**WHAT THIS TASK INVOLVES**
For this exercise, reproduce the entries below exactly, but only from the line containing "from the forwarding" through the line containing "- Blast radius, identical", both included.

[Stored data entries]
►

PR #2722, opened 2026-08-25
test(training): grade every field-scoped domain guard, not the five one helper name reached

cagataycali:
## Problem

`tests/training/test_spec_field_read_discovery.py` grades the field-scoped
shared-domain guards from the outside. Its own docstring states the promise:

> the set of field-scoped guards is discovered structurally, so a new domain
> guard is held to the same rule the moment it lands.

The discovery is keyed on the **name** of the helper a guard uses to list the
backend modules:

```python
if not readers or "_trainer_modules" not in names or "_calls_the_gate" not in names:
    continue
```

The guards spell that helper two ways. Five use `_trainer_modules`; eight use
`_training_modules`. So the sweep grades five of thirteen, and its own
non-vacuity assertion pins that count (`assert set(_guard_modules()) == {5 files}`),
which is what made the gap look deliberate.

The eight it could not see are exactly the eight that need it. Each carries its
own inline copy of the by-name-only read that the shared `reads_spec_field` rule
exists to replace, so each is blind to a **table-driven** read
(`getattr(spec, field)` over a tuple of names) - the form a provider that
forwards a spec on uses, and the form that names no field in any attribute
access:

| guard | field(s) | scope helper | sees a read by name | sees a table-driven read | graded by the sweep |
|---|---|---|---|---|---|
| `test_checkpoint_cadence_domain.py` | `save_freq` | `_trainer_modules` | yes | yes | yes |
| `test_launch_topology_domain.py` | `num_gpus`, `num_nodes` | `_trainer_modules` | yes | yes | yes |
| `test_lora_hyperparameter_domain.py` | `lora_r`, `lora_alpha` | `_trainer_modules` | yes | yes | yes |
| `test_seed_domain.py` | `seed` | `_trainer_modules` | yes | yes | yes |
| `test_validation_episodes_domain.py` | `val_episodes` | `_trainer_modules` | yes | yes | yes |
| `test_clip_range_domain.py` | `clip_param` | `_training_modules` | yes | **no** | **no** |
| `test_discount_factor_domain.py` | `gamma` | `_training_modules` | yes | **no** | **no** |
| `test_gae_lambda_domain.py` | `lam` | `_training_modules` | yes | **no** | **no** |
| `test_gradient_clip_domain.py` | `max_grad_norm` | `_training_modules` | yes | **no** | **no** |
| `test_initial_temperature_domain.py` | `init_alpha` | `_training_modules` | yes | **no** | **no** |
| `test_loss_weight_domain.py` | `value_loss_coef`, `entropy_coef` | `_training_modules` | yes | **no** | **no** |
| `test_optimization_epochs_domain.py` | `num_learning_epochs` | `_training_modules` | yes | **no** | **no** |
| `test_temperature_learning_rate_domain.py` | `alpha_lr` | `_training_modules` | yes | **no** | **no** |

The two sets coincide exactly: every guard outside the sweep is blind, and every
guard inside it is not. The eight predate the sweep (added 2026-08-07/08 against
2026-08-20), which is why they were never converted - and the entry that
introduced the shared rule records the scope it believed it had, "the **four**
field-scoped shared-domain guards".

The consequence is the thing each of those eight promises not to allow. From
`TestOneOwnerForTheDiscountDomain`:

> a third RL backend that starts discounting a return with the field fails this
> test until it does.

## Measured consequence

A real backend module gains a reader that forwards a gated field through a table
and never calls the gate - the shape a transport-only provider already uses:

```python
_PLANTED_FIELDS = ("gamma",)

def _planted_forward(spec: object) -> list[object]:
    return [getattr(spec, f) for f in _PLANTED_FIELDS]
```

Each guard's one-owner class, asked about its own field, on `main` and on this
branch:

| planted read of | before | after |
|---|---|---|
| `spec.clip_param` | 4 passed (clean sweep) | 2 failed |
| `spec.gamma` | 4 passed (clean sweep) | 2 failed |
| `spec.lam` | 4 passed (clean sweep) | 2 failed |
| `spec.max_grad_norm` | 4 passed (clean sweep) | 2 failed |
| `spec.init_alpha` | 4 passed (clean sweep) | 2 failed |
| `spec.value_loss_coef` | 4 passed (clean sweep) | 2 failed |
| `spec.num_learning_epochs` | 4 passed (clean sweep) | 2 failed |
| `spec.alpha_lr` | 4 passed (clean sweep) | 2 failed |

Eight for eight. After, the report names the module:

```
AssertionError: modules read spec.gamma without the shared gate: ['mock.py']
```

The silence is the failure mode: before, the guard reports a clean tree, so the
reader lands with the domain unenforced for it and nothing says so.

## Change

`tests/training/test_spec_field_read_discovery.py`

- Discovery is keyed on the two properties that make a guard gradeable rather
  than on the names of the helpers that carry them: it defines exactly one
  `_reads...` helper (the scan this file grades, and the one `_reader_helper`
  resolves), and its scope is rooted at the backend tree - detected as an
  `inspect.getfile(Trainer)` call, which is what makes the scope derived rather
  than listed. That rule is single-sourced in `is_field_scoped_guard`, so the
  sweep over the real tree and the constructed exemplars grade the same code.
- `FIELD_SCOPED_GATES` gains the eight gates, so a discovered guard's gate
  resolves instead of raising `StopIteration`.
- The forwarding-provider assertions derive their own scope from
  `_FORWARDED_FIELDS` (`FORWARDED_GATES`) instead of assuming every gated field
  is forwarded. The eight own `RLTrainSpec` fields that no provider forwards, so
  asserting a forwarded read of them would assert a false premise; they are
  graded on the reader scan alone. The derived set is pinned, so a field leaving
  the provider's table still surfaces rather than silently dropping its gate
  from the parametrization.

The eight guards' `_reads...` helpers now delegate to `reads_spec_field`, which
is the one place both forms of a read are defined.

`learning_rate` and `run_size` are deliberately still out of scope and now
excluded by a property rather than by a name: neither has a reader helper (they
scan `Trainer` subclasses, not field reads), so there is no notion of "reads the
field" here to grade. A test pins that.

## Tests

`TestTheDiscoveryDoesNotDependOnAHelperName` grades the rule on constructed
exemplars: a guard qualifies under `_trainer_modules`, `_training_modules` and a
third spelling; a *listed* scope under the previously-keyed name does not (so
this is not compatibility, it is a different property); a scope rooted at another
module does not; no reader helper does not; two reader helpers do not; and a
non-vacuity case asserts the rule separates them. One further test reports a
discovered guard whose gate is unregistered by name, because the gate lookup
elsewhere raises `StopIteration` without naming the omission.

Pre-fix, widening the discovery alone surfaces the eight directly:

```
FAILED ...::test_it_sees_a_table_driven_read[test_discount_factor_domain.py]
  AssertionError: test_discount_factor_domain.py does not see a table-driven read
  of spec.gamma, so a backend that forwards the field by name is outside its
  derived scope
```

`test_it_still_sees_a_read_by_name` passes for all thirteen throughout, so only
the table form was missing.

Mutation coverage of this change (failures over `tests/training/`):

| mutation | fires |
|---|---|
| control, unmutated | 0 |
| discovery requires the `_trainer_modules` spelling again | 4 |
| one reader helper reverted to the by-name form | 1 |
| forwarding assertions parametrized over every gate again | 16 |
| the tree-rooting requirement dropped | 2 |
| one-reader requirement weakened to at-least-one | 1 |
| a field leaves the provider's forwarding table | 3, two of them pre-existing |
| tree-rooting accepts any `getfile` call | 1 |

The last row was 0 until the exemplar for it was added: every guard that resolves
a non-`Trainer` module also resolves the backend tree, so the mutation was a
no-op over today's tree and the property was unpinned. The row above it fires two
tests that predate this change, which is what shows the premise guard removed
from the forwarding assertions is preserved rather than dropped.

## Verification

- `ruff check` and `ruff format --check` clean over `strands_robots tests tests_integ` (1541 files).
- `mypy strands_robots tests tests_integ`: `Success: no issues found in 1538 source files`; zero errors introduced.
- `tests/training/` plus the changelog guards: 2952 passed, 4 skipped (2926 before; the 26 added are this change's).
- Blast radius, identical 336-file selection on both trees with the changed files
  excluded from each - all of `tests/training/` plus every test that walks the
  tree or reads sources - 15267 collected on each: failing-ID sets identical.
  Two failures are pre-existing and need `docker` on `PATH`; five more are
  pre-existing in the ROS suites and depend only on whether `rclpy` resolves,
  confirmed by re-running those four files on both trees under one matched
  interpreter path (5 failed, 294 passed on each, identical IDs).

No visual artifact: this changes no policy, simulation, rendering, recording or
asset behaviour. The before/after table above is the evidence.

### DIFF
--- a/changelog.d/2722-field-scoped-guard-discovery.md
+++ b/changelog.d/2722-field-scoped-guard-discovery.md
@@ -1,0 +1,17 @@
+### Fixed
+
+- **training**: the guard that holds every field-scoped shared-domain guard to
+  the "a reader scan must see both forms of a read" rule now discovers all
+  thirteen of them rather than five. It keyed discovery on the *name* of the
+  helper a guard uses to list the backend modules, and the guards spell that
+  helper two ways (`_trainer_modules` and `_training_modules`), so the eight
+  guards using the other spelling sat outside the sweep - silently, because it
+  reported a clean tree over the five it could see and pinned that count as its
+  own non-vacuity assertion. All eight were the by-name-only scans the shared
+  rule exists to replace, so each certified a clean `readers == {...}` sweep
+  while a backend that forwards its gated field through a table and skips the
+  gate went unreported. Discovery is now keyed on the two properties that make a
+  guard gradeable (one reader helper, a scope rooted at the backend tree), the
+  eight reader scans route through the shared rule, and the forwarding-provider
+  assertions derive their own scope from what that provider actually forwards so
+  they no longer assume every gated field is one of them.
--- a/tests/training/test_clip_range_domain.py
+++ b/tests/training/test_clip_range_domain.py
@@ -71,6 +71,7 @@ from strands_robots.training._validate import (
 from strands_robots.training.base import Trainer
 from strands_robots.training.rl import RLTrainSpec
 from strands_robots.utils import positive_finite_number_error
+from tests.training._spec_field_reads import reads_spec_field
 
 # The one backend whose update clips a policy ratio.
 ON_POLICY = "ppo"
@@ -326,11 +327,14 @@ def _training_modules() -> list[pathlib.Path]:
 
 
 def _reads_the_width(source: str) -> bool:
-    """Does *source* read ``spec.clip_param``?"""
-    return any(
-        isinstance(node, ast.Attribute) and node.attr == "clip_param" and getattr(node.value, "id", None) == "spec"
-        for node in ast.walk(ast.parse(source))
-    )
+    """Does *source* read ``spec.clip_param``, by name or through a forwarding table?
+
+    Delegated to the shared rule so this guard and its siblings cannot disagree
+    about what counts as a read - a transport-only provider reads every field it
+    forwards through ``getattr(spec, field)`` and names none of them in an
+    attribute access.
+    """
+    return reads_spec_field(source, ("clip_param",))
 
 
 def _calls_the_gate(source: str) -> bool:
--- a/tests/training/test_discount_factor_domain.py
+++ b/tests/training/test_discount_factor_domain.py
@@ -35,6 +35,7 @@ from strands_robots.training._validate import (
 )
 from strands_robots.training.base import Trainer
 from strands_robots.training.rl import RLTrainSpec
+from tests.training._spec_field_reads import reads_spec_field
 
 # Every backend that discounts a return with the field.
 RL_BACKENDS = ("ppo", "fast_sac")
@@ -227,11 +228,14 @@ def _training_modules() -> list[pathlib.Path]:
 
 
 def _reads_the_discount_factor(source: str) -> bool:
-    """Does *source* read ``spec.gamma``?"""
-    return any(
-        isinstance(node, ast.Attribute) and node.attr == "gamma" and getattr(node.value, "id", None) == "spec"
-        for node in ast.walk(ast.parse(source))
-    )
+    """Does *source* read ``spec.gamma``, by name or through a forwarding table?
+
+    Delegated to the shared rule so this guard and its siblings cannot disagree
+    about what counts as a read - a transport-only provider reads every field it
+    forwards through ``getattr(spec, field)`` and names none of them in an
+    attribute access.
+    """
+    return reads_spec_field(source, ("gamma",))
 
 
 def _calls_the_gate(source: str) -> bool:
--- a/tests/training/test_gae_lambda_domain.py
+++ b/tests/training/test_gae_lambda_domain.py
@@ -39,6 +39,7 @@ from strands_robots.training._validate import (
 )
 from strands_robots.training.base import Trainer
 from strands_robots.training.rl import RLTrainSpec
+from tests.training._spec_field_reads import reads_spec_field
 
 # The one backend that estimates an advantage trace.
 ON_POLICY = "ppo"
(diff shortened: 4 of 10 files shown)


yinsong1986 (approved):
## Summary

Test-only change that widens the meta-guard in `tests/training/test_spec_field_read_discovery.py` from five field-scoped domain guards to all thirteen. The prior discovery keyed on the literal helper name `_trainer_modules`, and the eight RL-hyperparameter guards spell that helper `_training_modules`, so they sat outside the sweep while it pinned a "clean" five-file set as its own non-vacuity assertion. Discovery is now keyed on two structural properties (exactly one `_reads...` helper plus a scope rooted at `inspect.getfile(Trainer)`), the eight previously-ungraded guards route their reader scans through the shared `reads_spec_field` rule instead of private by-name-only AST walks, and the forwarding-provider assertions are re-scoped to `FORWARDED_GATES` (derived from `_FORWARDED_FIELDS`) so they no longer assert a forwarded read of `RLTrainSpec` fields that no provider forwards - a premise I verified is false on this head (none of the nine RL fields appear in `sagemaker._FORWARDED_FIELDS`).

## What's good

- Verified locally at `14dca744`: the touched training suites pass (1148 tests), `ruff check` and `ruff format --check` are clean on all nine Python files.
- The fix closes its own class rather than the instance: `TestTheDiscoveryDoesNotDependOnAHelperName` grades the discovery rule itself with constructed exemplars (including a third spelling, `_backend_modules`), and `test_a_listed_scope_does_not_qualify` pins that a listed scope under the old keyed name is rejected rather than grandfathered.
- Both derived sets are pinned against silent shrinkage (`test_the_scan_finds_the_field_scoped_guards`, `test_the_forwarded_gates_are_the_expected_ones`), which is exactly the failure mode the PR fixes.
- Changelog fragment present (`changelog.d/2722-field-scoped-guard-discovery.md`), no non-ASCII in any changed file, no host paths, scope tightly confined to `tests/training/`.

◄

**ANSWER SPACE**
from the forwarding assertions is preserved rather than dropped.

## Verification

- `ruff check` and `ruff format --check` clean over `strands_robots tests tests_integ` (1541 files).
- `mypy strands_robots tests tests_integ`: `Success: no issues found in 1538 source files`; zero errors introduced.
- `tests/training/` plus the changelog guards: 2952 passed, 4 skipped (2926 before; the 26 added are this change's).
- Blast radius, identical 336-file selection on both trees with the changed files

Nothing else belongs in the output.